Retrieve no more her favourite ball 

A voice far greater than my own 

Has called her to his golden throne. 


Although my eyes are filled with tears 

I thank him for the happy years 

He let her spend down here with me 

And for her love and loyalty. 


When it is time for me to go 

And join her there, this much I know 

I shall not fear the transient dark 

For she will greet me with a bark.

R.i.p my gorgeous Tess... 12/1/00 - 18/11/12 xxxxxxxxxxxxx


----------



## mollymo (Oct 31, 2009)

So sorry for your loss.

RIP Tess x


----------



## kateh8888 (Aug 9, 2011)

Beautiful poem.

I am so sorry for your loss.

Run free Tess xx


----------



## Bobbie (May 3, 2008)

What a lovely tribute so sorry for your loss.


----------



## jonb (Nov 15, 2012)

so sorry for you loss RIP Tess


----------



## dorrit (Sep 13, 2011)

A lovely way to honour Tess's memory...


----------



## 1966 kerry (Jul 31, 2012)

im so sorry for your loss, r.i.p Tess what a lovely tribute


----------



## Rottiemama (Nov 10, 2012)

So sorry for your loss.

Your tribute is beautiful.


----------



## Cromford (Nov 12, 2012)

I know what pain grief and anguish you must be feeling and my heart goes out to you.

It is almost 2 weeks to the day since I had to have my boy Scrabble put to sleep. I have cried every day since, but the sting of the loss does slowly subside. Feelings of guilt become a realisation that you did indeed love your pet and did everything possible to give her the best quality of life possible. It is so difficult to remember this initially, even if your pet dies naturally without intervention, I imagine there are always the 'what if' questions.

If possible surround yourself with other pet owners. Only they can understand and appreciate the severity of your loss.

I hope you get through the difficult days ahead and emerge enriched by the happy memories of your life together.

R.I.P. Tess.


----------



## Knightofalbion (Jul 3, 2012)

So sorry to hear about your beloved Tess. My heart goes out to you....


----------



## Summersky (Aug 11, 2012)

A lovely poem for your beautiful Tess.

My condolences.

never just a dog - always one of the family.


----------



## Gertrude (Feb 7, 2010)

Such a lovely tribute

So sorry for your loss, Best friends they certainly are!

Nite nite Tess, have fun at the bridge xxx xxx


----------



## jill3 (Feb 18, 2009)

So sorry for your loss of Tess.
What a Lovely Poem.
Tess is now at Rainbow Bridge where one Day you will meet her again.

R.I.P Tess and have a good time at Rainbow Bridge xx


----------



## melbury (Jul 6, 2012)

very sorry for your loss


----------



## LPC (Jul 22, 2012)

A great poem, written from the heart! I offer my heartfelt condolences.

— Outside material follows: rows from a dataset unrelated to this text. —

PR #10487, opened 2022-11-24
[MappingApplication] Adding 3D/2D metamapper

loumalouomega:
**📝 Description**

### Explanation

In @KratosMultiphysics/altair, @pooyan-dadvand has found that in the specific case where the origin model part is 2D, or an extruded 3D solution, the mapper may not be as robust as it should. In order to tackle this @pooyan-dadvand suggested creating a metamapper which obtains the solution for the 3D destination model part from the original 2D solution. This in addition to be more robust it will be cheaper in case of a 2D origin model part is taken as the number of nodes will be significantly lower.

For doing that, this metamapper projects the destination nodes to the origin 2D model part, and then creates the chosen "base_mapper" (only interpolation mappers).

**Mapping example**

image

### Usage

It is used as any other mapper, with the following specific settings:

- `base_mapper`: The mapper used as actual mapper, default is `nearest_neighbor`

### Notes

**NOTE:** Sorry @philbucher, but I needed to modify a bit the base interpolation mapper, please don't kill me. Many methods and variables are private and not exposed and doing a meta-mapper I needed to access some data, I tried to minimize the modifications.
**NOTE 2:** Sorry @philbucher, but I did a bit of copypaste in the tests because in the last derivation of the tests class didn't work, and the code to duplicate wasn't that much.

**🆕 Changelog**

- [Adding projection_3D_2D_mapper](https://github.com/KratosMultiphysics/Kratos/commit/d5d0f15744f66613c583af0705eac7990a29f5c6)
- [Register in application](https://github.com/KratosMultiphysics/Kratos/commit/c16aece8873f2960590ee2e4b5db5f190b26e7e3)
- [Register in python](https://github.com/KratosMultiphysics/Kratos/commit/0e4bdfda800299f9f89b45ae5da30025a7d9276a) 
- [Adding tests](https://github.com/KratosMultiphysics/Kratos/commit/4316d5a5516b6335d1de5889ae43b784835649fd)
- [Adding method for inverse mapping parameters](https://github.com/KratosMultiphysics/Kratos/commit/70b5c5ff0e70885af729ffbe17f47b73c82a71e7)
- [Adding access methods](https://github.com/KratosMultiphysics/Kratos/commit/54e2e4bba443f645bad2be6985250a8c5d454226)


philbucher:
ping me once you are done, then i can take a look :)

loumalouomega:
> ping me once you are done, then i can take a look :)

Almost done, there is a bug in the inverse map. I cannot find why fails sometimes

loumalouomega:
> ping me once you are done, then i can take a look :)

Now done

philbucher:
Segfault in MPI tests

Are you sure this works in MPI? You code does not do any global operations 🤔

loumalouomega (commented):
> Segfault in MPI tests
> 
> Are you sure this works in MPI? You code does not do any global operations thinking

I need to take a look at the MPI side, as I work now in Windows by default it takes me extra effort to check this. A priori I am not doing anything that should conflict with MPI... a priori...Okay maybe the auxiliary model parts are crashing between them, I will take a look

philbucher:
> as I work now in Windows

My condolences 😄😆

Well, usually making it work in MPI requires a lot more work. 

Why don't you add the serial version for now and do MPI later?

loumalouomega:
> > as I work now in Windows
> 
> My condolences smilelaughing
> 
> Well, usually making it work in MPI requires a lot more work.
> 
> Why don't you add the serial version for now and do MPI later?

I will try to make it work, I think it will be relatively easy to do

loumalouomega:
@philbucher a priori is fixed, it took me some time because first I needed to compile Trilinos in WSL and that takes a while and second I was trying to minimize the quantity of code to modify.

loumalouomega:
> @philbucher a priori is fixed, it took me some time because first I needed to compile Trilinos in WSL and that takes a while and second I was trying to minimize the quantity of code to modify.

Marvelous, it work with two cores but not three, I will check it

applications/MappingApplication/custom_mappers/projection_3D_2D_mapper.h
```diff
@@ -0,0 +1,673 @@
...
+/**
+ * @brief This function returns the corresponding model part considering the parameters
+ * @param rOriginModelPart The model part to be considered
+ * @param ThisParameters The configuration parameters
+*/
+ModelPart& GetOriginModelPart(
+    ModelPart& rOriginModelPart,
+    Parameters ThisParameters = Parameters(R"({})")
+    )
+{
```
pooyan-dadvand, line 69: I am not sure if I get the logic correctly but as I understand you are assuming that the origin is the 2D one.

If it is correct why we need a new origin_2d keyword?

applications/MappingApplication/custom_mappers/projection_3D_2D_mapper.h
```diff
@@ -0,0 +1,673 @@
...
+    }
+}
+} // namespace Utility
+
+///@}
+///@name Kratos Classes
+///@{
+
+// Definition of projection variables
+struct ProjectionVariables
```
pooyan-dadvand: I would make it a private member struct if is not used in the interface

applications/MappingApplication/custom_mappers/projection_3D_2D_mapper.h
```diff
@@ -0,0 +1,673 @@
...
+{
+    // We get the model part name
+    const std::string origin_2d_sub_model_part_name = ThisParameters.Has("origin_2d_sub_model_part_name") ? ThisParameters["origin_2d_sub_model_part_name"].GetString() : "";
+
+    // We check if the submodelpart exists
+    if (origin_2d_sub_model_part_name != "") {
+        // We check if the submodelpart is the modelpart
+        if (rOriginModelPart.Name() == origin_2d_sub_model_part_name) {
+            return rOriginModelPart;
+        } else { // We retrieve the orginal modelpart if not
```
pooyan-dadvand: original

applications/MappingApplication/custom_mappers/projection_3D_2D_mapper.h
pooyan-dadvand: IMO, we should assume that always one modelpart is 2d and another one is 3d. We can recognize them internally which one is the 2D.

Then we can reuse the same origin and destination modelpart like any other mapper.

pooyan-dadvand (commented):
Without going into detailed review I would take out the mapping of 3d to 3d using reference surface and delaunator.

loumalouomega:
Still work in progress, I am pushing to test MPI in Linux

philbucher:
I will have a look beginning of next week

loumalouomega:
A priori this is fixed and comments applied @pooyan-dadvand . The final code is cleaner and simpler

applications/MappingApplication/custom_mappers/projection_3D_2D_mapper.h
```diff
@@ -0,0 +1,748 @@
...
+{
+    NEAREST_NEIGHBOR,
+    NEAREST_ELEMENT,
+    BARYCENTRIC
+};
+
+/**
+ * @brief Entity type mesh considered
+ */
+enum class EntityTypeMesh
```
pooyan-dadvand: We don't have this one anywhere? BTW, I would give it a context being global enum in entire Kratos.

applications/MappingApplication/custom_mappers/projection_3D_2D_mapper.h
```diff
@@ -0,0 +1,748 @@
...
+///@{
+
+///@}
+///@name  Enum's
+///@{
+
+/**
+ * @brief Type of meta mapper considered
+ */
+enum class MetaMapperType
```
pooyan-dadvand: I would use the string conversion in the context of the factory without using and additional enum which is used only in 1 if.

applications/MappingApplication/custom_mappers/projection_3D_2D_mapper.h
```diff
@@ -0,0 +1,748 @@
...
+    // In MPI could be a bit troublesome
+    if (rFirstModelPart.IsDistributed()) { 
+        const auto& r_communicator = rFirstModelPart.GetCommunicator();
+        const auto& r_data_communicator = r_communicator.GetDataCommunicator();
+        const int mpi_rank = r_data_communicator.Rank();
+        const int mpi_size = r_data_communicator.Size();
+
+        const int partition_entity_1 = DeterminePartitionWithEntities(rFirstModelPart);
+        const int partition_entity_2 = DeterminePartitionWithEntities(rSecondModelPart);
+        KRATOS_ERROR_IF(partition_entity_1 == -1 && partition_entity_2 == -1) << "ERROR:: Both model parts are empty (no elements or not conditions)" << std::endl;
```
pooyan-dadvand: This may happen regulary, no? I mean, in some ranks there might be nothing to map at all.

applications/MappingApplication/custom_mappers/projection_3D_2D_mapper.h
```diff
@@ -0,0 +1,748 @@
...
+
+    ///@}
+    ///@name Inquiry
+    ///@{
+
+    int AreMeshesConforming() const override
+    {
+        KRATOS_WARNING_ONCE("Mapper") << "Developer-warning: \"AreMeshesConforming\" is deprecated and will be removed in the future" << std::endl;
+        return BaseType::mMeshesAreConforming;
+    }
```
philbucher:
```suggestion
```

this is already a PITA for me, please don't add it to new code

applications/MappingApplication/custom_mappers/projection_3D_2D_mapper.h
```diff
@@ -0,0 +1,748 @@
...
+            if (mCopiedParameters.Has("interpolation_type")) mCopiedParameters.RemoveValue("interpolation_type");
+            if (mCopiedParameters.Has("local_coord_tolerance")) mCopiedParameters.RemoveValue("local_coord_tolerance");
+            mpBaseMapper = Kratos::make_unique<NearestNeighborMapperType>(r_origin_model_part, r_destination_model_part, mCopiedParameters);
+        } else if (mMetaMapperType == MetaMapperType::NEAREST_ELEMENT) {
+            if (mCopiedParameters.Has("interpolation_type")) mCopiedParameters.RemoveValue("interpolation_type");
+            mpBaseMapper = Kratos::make_unique<NearestElementMapperType>(r_origin_model_part, r_destination_model_part, mCopiedParameters);
+        } else if (mMetaMapperType == MetaMapperType::BARYCENTRIC) {
+            mpBaseMapper = Kratos::make_unique<BarycentricMapperType>(r_origin_model_part, r_destination_model_part, mCopiedParameters);
+        } else {
+            KRATOS_ERROR << "ERROR:: Mapper " << mCopiedParameters["base_mapper"].GetString() << " is not available as base mapper for projection" << std::endl;
```
philbucher:
```suggestion
            KRATOS_ERROR << "Mapper " << mCopiedParameters["base_mapper"].GetString() << " is not available as base mapper for projection" << std::endl;
```

applications/MappingApplication/custom_mappers/projection_3D_2D_mapper.h
```diff
@@ -0,0 +1,748 @@
...
+    void GetEntityMeshType()
+    {
+        KRATOS_TRY;
+
+        // A priori in the constructor we have already checked that the 2D is not empty
+        const auto& r_2d_model_part = this->Get2DModelPart();
+        if (r_2d_model_part.NumberOfElements() > 0) {
+            mEntityTypeMesh = EntityTypeMesh::ELEMENTS;
+        } else if (r_2d_model_part.NumberOfConditions() > 0) {
+            mEntityTypeMesh = EntityTypeMesh::CONDITIONS;
```
philbucher: Usually Conditions have priority in the mapper, is it possible to change this?

philbucher (commented):
minor comments, overall looks pretty good to me (I did not review/understand the plane-reconstruction algorithm in detail)

One request, please make sure to run the `runscript_test_MappingApplication.py`, which runs the tests with up to 50 processes, to ensure that the MPI version is fully working

philbucher:
BTW codacy is complaining about trailing whitespaces, is it possible that you forgot to set your IDE to remove whitespaces on save?

loumalouomega:
> BTW codacy is complaining about trailing whitespaces, is it possible that you forgot to set your IDE to remove whitespaces on save?

I use VS Code with the extension for trailing whitespaces

applications/MappingApplication/custom_mappers/projection_3D_2D_mapper.h
loumalouomega: Okay

loumalouomega:
> One request, please make sure to run the `runscript_test_MappingApplication.py`, which runs the tests with up to 50 processes, to ensure that the MPI version is fully working

Except this I have take into account your suggestions. I don't know how to run that script and where (which machine)

philbucher:
> > One request, please make sure to run the `runscript_test_MappingApplication.py`, which runs the tests with up to 50 processes, to ensure that the MPI version is fully working
> 
> 
> 
> Except this I have take into account your suggestions. I don't know how to run that script and where (which machine)
> 
> 

python runscript test_MappingApplication.py ;)

loumalouomega:
> > runscript
> 
> Some combinations are failing and I don't know why, because larger number of cores then pass... I will research

@philbucher Okay, actually there are only two tests failing with more than 8 cores. If I skip these two tests it passes:

image

The tests failing are when using `closest_neighbour` when mapping from the coarsest mesh (super coarse). I have tried with more iterations and greater search radius, but looks like this is a corner case, so may be interesting to dig deeper. With my current experience, I cannot fix that, which would imply modify `closest_neighbour`. This may be the problem found by @ddiezrod. If I understand correctly, this is because the initial radius is computed in each partition. I may have the solution to that, but I prefer to take a look at that in an independent PR.

applications/MappingApplication/tests/test_projection_3d_2d_mapper.py
```diff
@@ -0,0 +1,255 @@
...
+        return os.path.join("result_files", self.mapper_type, self.__class__.__name__ + "_" + file_appendix)
+
+    def test_Projection3D2DMapper_Map_non_constant_scalar(self):
+        SetHistoricalNonUniformSolutionScalar(self.model_part_origin.Nodes, KM.PRESSURE)
+        self.mapper.Map(KM.PRESSURE, KM.TEMPERATURE)
+        mapper_test_case.CheckHistoricalNonUniformValues(self.model_part_destination, KM.TEMPERATURE, GetFilePath(self._GetFileName("map_scalar")))
+        #mapper_test_case.VtkOutputNodesHistorical(self.model_part_destination, KM.TEMPERATURE)
+
+    @KratosUnittest.skipUnless(IsDistributedRun() and ParallelEnvironment.GetDefaultSize() <= 7,  "Test designed to be run with max. 7 ranks.")
+    def test_Projection3D2DMapper_InverseMap_non_constant_scalar(self):
```
loumalouomega, line 166: The two tests in question

applications/MappingApplication/tests/test_projection_3d_2d_mapper.py
```diff
@@ -0,0 +1,255 @@
...
+        #mapper_test_case.VtkOutputNodesHistorical(self.model_part_origin, KM.PRESSURE)
+
+    def test_Projection3D2DMapper_Map_non_constant_vector(self):
+        SetHistoricalNonUniformSolutionVector(self.model_part_origin.Nodes, KM.FORCE)
+        self.mapper.Map(KM.FORCE, KM.VELOCITY)
+        mapper_test_case.CheckHistoricalNonUniformValues(self.model_part_destination, KM.VELOCITY, GetFilePath(self._GetFileName("map_vector")))
+        #mapper_test_case.VtkOutputNodesHistorical(self.model_part_destination, KM.VELOCITY)
+
+    @KratosUnittest.skipUnless(IsDistributedRun() and ParallelEnvironment.GetDefaultSize() <= 7,  "Test designed to be run with max. 7 ranks.")
+    def test_Projection3D2DMapper_InverseMap_non_constant_vector(self):
```
loumalouomega, line 179: And here

loumalouomega:
> > > runscript
> > 
> > 
> > Some combinations are failing and I don't know why, because larger number of cores then pass... I will research
> 
> @philbucher Okay, actually there are only two tests failing with more than 8 cores. If I skip these two tests it passes:
> 
> image
> 
> The tests failing are when using `closest_neighbour` when mapping from the coarsest mesh (super coarse). I have tried with more iterations and greater search radius, but looks like this is a corner case, so may be interesting to dig deeper. With my current experience, I cannot fix that, which would imply modify `closest_neighbour`. This may be the problem found by @ddiezrod. If I understand correctly, this is because the initial radius is computed in each partition. I may have the solution to that, but I prefer to take a look at that in an independent PR.

I found something funny, the coarse mesh (the problematic one) is only 6 elements. Seeing this mesh after partition, there are partitions without elements but with nodes. I assume this should not happen and may be a potential cause of the problem.

loumalouomega:
@philbucher I am stuck looking for the bug in the mapping, any suggestion where the problem could be?

philbucher:
> @philbucher I am stuck looking for the bug in the mapping, any suggestion where the problem could be?

I can try, but can you please explain what exactly the MPI part does?

I didn't really get what you do there

In serial everything works fine right?

loumalouomega:
> > @philbucher I am stuck looking for the bug in the mapping, any suggestion where the problem could be?
> 
> I can try, but can you please explain what exactly the MPI part does?
> 
> I didn't really get what you do there
> 
> In serial everything works fine right?

There are two tests that are failing when CPU number in MPI > 8. This is the case of the coarsest mesh. In my research looks like is due to the search step. As I am understanding the whole mechanisms of the mapping app on the way, I am still not sure about the problem. I don't know if related with @ddiezrod  problem.

applications/MappingApplication/tests/test_projection_3d_2d_mapper.py
loumalouomega: @philbucher the test

applications/MappingApplication/tests/test_projection_3d_2d_mapper.py
loumalouomega: @philbucher and here (is the same as the previous one but with an array)

philbucher:
The problem of @ddiezrod is not really related I think 

You can check by setting yourself a large search radius 

I mean that I don't understand your algorithm thus it is difficult to help

If it does not work (only different values or segfault) with more cores it might be a design problem

loumalouomega:
> You can check by setting yourself a large search radius

Already tried that and not helping

> If it does not work (only different values or segfault) with more cores it might be a design problem

Takes instead of the values of one node, another different node

philbucher:
Then I think sth is wrong with your algorithm 🤔 

Have you checked that you get the same results from your algorithm? I mean before the other mappers are called

loumalouomega:
> Then I think sth is wrong with your algorithm 🤔

It only fails in that specific coarse case with nearest neighbour....

> Have you checked that you get the same results from your algorithm? I mean before the other mappers are called

Yes, I already checked...

applications/MappingApplication/custom_mappers/projection_3D_2D_mapper.h
```diff
@@ -0,0 +1,743 @@
...
+/**
+ * @brief This method determines the partition where the model part has at least one entity
+ * @param rModelPart The input model part where determine the partition with at least one entity
+ * @return A partition with at least one partition
+ */
+int DeterminePartitionWithEntities(const ModelPart& rModelPart)
+{
+    const bool is_distributed = rModelPart.IsDistributed();
+    Geometry<Node<3>>::Pointer p_geometry = rModelPart.NumberOfElements() > 0 ? rModelPart.ElementsBegin()->pGetGeometry() : rModelPart.NumberOfConditions() > 0 ? rModelPart.ConditionsBegin()->pGetGeometry() : nullptr;
+
```
pooyan-dadvand, line 57: I think an alternative way of doing this:
```c++
local_dimension = (p_geometry == nullptr) ? 0 : p_geometry->LocalDimension()
max_local_dimension = r_data_communicator.Max(local_dimension)
this_partition_is_2d = (max_local_dimension == 2);
```

applications/MappingApplication/custom_mappers/projection_3D_2D_mapper.h
```diff
@@ -0,0 +1,743 @@
...
+}
+
+/**
+ * @brief This method determines the 2D model part
+ * @param rFirstModelPart The first ModelPart
+ * @param rSecondModelPart The second ModelPart
+ * @return The 2D model part 
+ */
+ModelPart& Determine2DModelPart(ModelPart& rFirstModelPart, ModelPart& rSecondModelPart)
+{
```
pooyan-dadvand, line 129: Please check my comment above to replace this implemenation

applications/MappingApplication/custom_mappers/projection_3D_2D_mapper.h
```diff
@@ -0,0 +1,743 @@
...
+/**
+ * @brief This method determines the 3D model part
+ * @details The counter part of the previous method
+ * @param rFirstModelPart The first ModelPart
+ * @param rSecondModelPart The second ModelPart
+ * @return The 3D model part 
+ */
+ModelPart& Determine3DModelPart(ModelPart& rFirstModelPart, ModelPart& rSecondModelPart)
+{
+    // It is the counter part of the previous method
```
pooyan-dadvand: Please check my comment above

applications/MappingApplication/custom_mappers/projection_3D_2D_mapper.h
```diff
@@ -0,0 +1,743 @@
...
+                normal_check(array_1d<double, 3>& rNormal) : reference_normal(rNormal) {};
+                array_1d<double, 3> reference_normal;
+                GeometryType::CoordinatesArrayType aux_coords;
+            };
+            if (mEntityTypeMesh == EntityTypeMesh::CONDITIONS) {
+                check_normal = block_for_each<SumReduction<std::size_t>>(r_2d_model_part.Conditions(), normal_check(mNormalPlane), [&numerical_limit](auto& r_cond, normal_check& nc) {
+                    auto& r_geom = r_cond.GetGeometry();
+                    r_geom.PointLocalCoordinates(nc.aux_coords, r_geom.Center());
+                    const auto normal = r_geom.UnitNormal(nc.aux_coords);
+                    if (norm_2(normal - nc.reference_normal) > numerical_limit) { return 1; } else { return 0; }
```
pooyan-dadvand: `return (norm_2(normal - nc.reference_normal) > numerical_limit)`

pooyan-dadvand (commented):
Some minor comments and improvements

applications/MappingApplication/custom_mappers/projection_3D_2D_mapper.h
loumalouomega: Okay, moving inside class

applications/MappingApplication/custom_mappers/projection_3D_2D_mapper.h
loumalouomega: Refactoring

applications/MappingApplication/custom_mappers/projection_3D_2D_mapper.h
loumalouomega: But if you check `DeterminePartitionWithEntities` function, you will see that there is a check between all partitions. I copy paste the function so is easier to see:

~~~c++
/**
 * @brief This method determines the partition where the model part has at least one entity
 * @param rModelPart The input model part where determine the partition with at least one entity
 * @return A partition with at least one partition
 */
int DeterminePartitionWithEntities(const ModelPart& rModelPart)
{
    const bool is_distributed = rModelPart.IsDistributed();
    Geometry<Node<3>>::Pointer p_geometry = rModelPart.NumberOfElements() > 0 ? rModelPart.ElementsBegin()->pGetGeometry() : rModelPart.NumberOfConditions() > 0 ? rModelPart.ConditionsBegin()->pGetGeometry() : nullptr;

    // MPI data
    int aux_partition_entity = -1;
    const auto& r_communicator = rModelPart.GetCommunicator();
    const auto& r_data_communicator = r_communicator.GetDataCommunicator();
    const int mpi_rank = r_data_communicator.Rank();
    const int mpi_size = r_data_communicator.Size();

    // Get maximum rank
    if (p_geometry != nullptr) aux_partition_entity = mpi_rank;

    // Determine root's rank
    const int root_rank = 0;

    // Getting the partition with entities index
    int partition_entity = r_data_communicator.Max(aux_partition_entity, root_rank);

    // Define the send tag
    const int tag_send_index = 1;

    // Transfer to other partitions
    if (is_distributed) {
        if (mpi_rank == root_rank) {
            for (int i_rank = 1; i_rank < mpi_size; ++i_rank) {
                r_data_communicator.Send(partition_entity, i_rank, tag_send_index);
            }
        } else {
            r_data_communicator.Recv(partition_entity, root_rank, tag_send_index);
        }
    }

    return partition_entity;
}
~~~

applications/MappingApplication/custom_mappers/projection_3D_2D_mapper.h
loumalouomega: Let me see

applications/MappingApplication/custom_mappers/projection_3D_2D_mapper.h
loumalouomega: True

applications/MappingApplication/custom_mappers/projection_3D_2D_mapper.h
loumalouomega: Done

loumalouomega:
Code duplication reduced

pooyan-dadvand (approved):
Thanks for the refactory! Becomes much better!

No words can ever make up for the sense of loss that one feels in one's heart when a dear pet passes over. We have all been there and understand.

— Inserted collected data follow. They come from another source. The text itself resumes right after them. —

PR #10488, opened 2022-11-24
[Core] KRATOS_WATCH_LINE

matekelemen:
- Add a handy utility macro for old-fashioned print-debugging, that prints the code location and function signature along with your message. *Super useful for MPI debugging!*
- Change `CodeLocation` such that its output is followable (Ctrl+LMB click => jump to location) in VSCode's embedded terminal.

### DIFF
--- a/kratos/includes/debug_helpers.h
+++ b/kratos/includes/debug_helpers.h
@@ -51,4 +51,7 @@
                   << values.str() << std::endl;                         \
     }
 
+// Cout a message with appended line and function information.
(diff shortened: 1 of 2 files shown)


roigcarlo (approved):

rubenzorrilla:
Just to make it clear, this is like a combo of current `KRATOS_WATCH` plus `KRATOS_WATCH(__LINE__)` right?

matekelemen:
> Just to make it clear, this is like a combo of current `KRATOS_WATCH` plus `KRATOS_WATCH(__LINE__)` right?

Yup, it's exactly that (+ some extra stuff you may want to prepend it with).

Just treasure the wonderful times which you shared together, and remember that Tess loves you now just the same as before. She will be waiting for you at the Bridge, to give you countless licks - and for her, the "waiting" will seem like the blinking of an eye.

I send you my very best wishes!


----------



## Prinkess (Feb 20, 2011)

I am so sorry for your sad loss.
Rest in peace, Tess. x


----------



## cheekyscrip (Feb 8, 2010)

I do hope Tess is with you now....I believe in it...


----------



## tattoogirl73 (Jun 25, 2011)

cheekyscrip said:


> I do hope Tess is with you now....I believe in it...


so do i, but reunited too soon


----------